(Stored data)

━━━

PR #835, opened 2021-01-07
Gh 783/uikit action details

DmitryBespalov:
Implemented the tx action details, multi send tx list and multi send tx details

### DIFF
--- a/Multisig/UI/App/UIKit/Transaction/ActionDetailViewController.swift
+++ b/Multisig/UI/App/UIKit/Transaction/ActionDetailViewController.swift
@@ -13,6 +13,20 @@ class ActionDetailViewController: UITableViewController {
     private var data: DataString?
     private var customTitle: String?
 
+    private static let indentWidth: CGFloat = 8.0
+
+    /// Container for all cells in the table
+    private var cells = [UITableViewCell]()
+
+    /// Cells' index stack.
+    ///
+    /// The index will be popped during cell creation in builder methods.
+    ///
+    /// This allows to temporary change the insertion point of the cells
+    /// and go back to previous insertion point
+    /// by popping the pushed index.
+    private var builderIndexStack = [0]
+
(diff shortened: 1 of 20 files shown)


Multisig/UI/App/UIKit/Transaction/ActionDetailViewController.swift
```diff
@@ -0,0 +1,309 @@
...
+    }
+
+    private func insert(_ cell: UITableViewCell, at index: Int) {
+        cells.insert(cell, at: index)
+    }
+
+    private func insert(_ value: [UITableViewCell], at index: Int) {
+        cells.insert(contentsOf: value, at: index)
+    }
+
```
MouazAlzahabi, line 122: extra line

Multisig/UI/App/UIKit/Transaction/ActionDetailViewController.swift
```diff
@@ -0,0 +1,309 @@
...
+                self.tableView.beginUpdates()
+                let insertedPaths = (insertionIndex..<insertionIndex.advanced(by: cell.subcells.count)).map { IndexPath(row: $0, section: 0) }
+                self.tableView.insertRows(at: insertedPaths, with: .bottom)
+                self.tableView.endUpdates()
+
+            case .expanded:
+                // then collapse the contents
+                cell.state = .collapsed
+
+                // visit all subcell tree and collapse all
```
MouazAlzahabi, line 260: Not sure, but from UX perspective I think we can keep the subcells expanded and just collapse the parent.

MouazAlzahabi (approved):

Multisig/UI/App/UIKit/Transaction/ActionDetailViewController.swift
DmitryBespalov: agree, but it'll be more complicated to implement, I'm leaving this as is

PR #1125, opened 2021-04-28
Fix issue

MouazAlzahabi:


Multisig/Cross-layer/FirebaseRemoteConfig.swift
```diff
@@ -26,9 +26,20 @@ class FirebaseRemoteConfig {
...
-    func value<T>(key: Key) -> T? {
-        remoteConfig.configValue(forKey: key.rawValue) as? T
+    func value(key: Key) -> String? {
+        remoteConfig[key.rawValue].stringValue
+    }
+
+    func fetchConfig() {
+        remoteConfig.fetchAndActivate { status, error in
+            if [RemoteConfigFetchAndActivateStatus.successFetchedFromRemote, .successUsingPreFetchedData].contains(status) {
+                print("Config fetched!")
```
sche: Could we use LogService.shared.info here and below?

sche (approved):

━━━

:: Problem ::
Whatever the number of entries above, each one is to be copied exactly.

:: Written answer ::
PR #835, opened 2021-01-07
Gh 783/uikit action details

DmitryBespalov:
Implemented the tx action details, multi send tx list and multi send tx details

### DIFF
--- a/Multisig/UI/App/UIKit/Transaction/ActionDetailViewController.swift
+++ b/Multisig/UI/App/UIKit/Transaction/ActionDetailViewController.swift
@@ -13,6 +13,20 @@ class ActionDetailViewController: UITableViewController {
     private var data: DataString?
     private var customTitle: String?
 
+    private static let indentWidth: CGFloat = 8.0
+
+    /// Container for all cells in the table
+    private var cells = [UITableViewCell]()
+
+    /// Cells' index stack.
+    ///
+    /// The index will be popped during cell creation in builder methods.
+    ///
+    /// This allows to temporary change the insertion point of the cells
+    /// and go back to previous insertion point
+    /// by popping the pushed index.
+    private var builderIndexStack = [0]
+
(diff shortened: 1 of 20 files shown)


Multisig/UI/App/UIKit/Transaction/ActionDetailViewController.swift
```diff
@@ -0,0 +1,309 @@
...
+    }
+
+    private func insert(_ cell: UITableViewCell, at index: Int) {
+        cells.insert(cell, at: index)
+    }
+
+    private func insert(_ value: [UITableViewCell], at index: Int) {
+        cells.insert(contentsOf: value, at: index)
+    }
+
```
MouazAlzahabi, line 122: extra line

Multisig/UI/App/UIKit/Transaction/ActionDetailViewController.swift
```diff
@@ -0,0 +1,309 @@
...
+                self.tableView.beginUpdates()
+                let insertedPaths = (insertionIndex..<insertionIndex.advanced(by: cell.subcells.count)).map { IndexPath(row: $0, section: 0) }
+                self.tableView.insertRows(at: insertedPaths, with: .bottom)
+                self.tableView.endUpdates()
+
+            case .expanded:
+                // then collapse the contents
+                cell.state = .collapsed
+
+                // visit all subcell tree and collapse all
```
MouazAlzahabi, line 260: Not sure, but from UX perspective I think we can keep the subcells expanded and just collapse the parent.

MouazAlzahabi (approved):

Multisig/UI/App/UIKit/Transaction/ActionDetailViewController.swift
DmitryBespalov: agree, but it'll be more complicated to implement, I'm leaving this as is

PR #1125, opened 2021-04-28
Fix issue

MouazAlzahabi:


Multisig/Cross-layer/FirebaseRemoteConfig.swift
```diff
@@ -26,9 +26,20 @@ class FirebaseRemoteConfig {
...
-    func value<T>(key: Key) -> T? {
-        remoteConfig.configValue(forKey: key.rawValue) as? T
+    func value(key: Key) -> String? {
+        remoteConfig[key.rawValue].stringValue
+    }
+
+    func fetchConfig() {
+        remoteConfig.fetchAndActivate { status, error in
+            if [RemoteConfigFetchAndActivateStatus.successFetchedFromRemote, .successUsingPreFetchedData].contains(status) {
+                print("Config fetched!")
```
sche: Could we use LogService.shared.info here and below?

sche (approved):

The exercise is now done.